INSTRUCTIONS TO FOLLOW> Take the line with "cros-snapshot-release-R111-15329.B.xml: Add R111" and the rest of the lines after it, to the end of the entries, and restate them exactly.

PROVIDED DATA>
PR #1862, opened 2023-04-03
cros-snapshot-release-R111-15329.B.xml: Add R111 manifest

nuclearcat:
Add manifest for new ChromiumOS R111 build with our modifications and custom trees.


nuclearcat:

TASK SOLUTION>
cros-snapshot-release-R111-15329.B.xml: Add R111 manifest

nuclearcat:
Add manifest for new ChromiumOS R111 build with our modifications and custom trees.


nuclearcat:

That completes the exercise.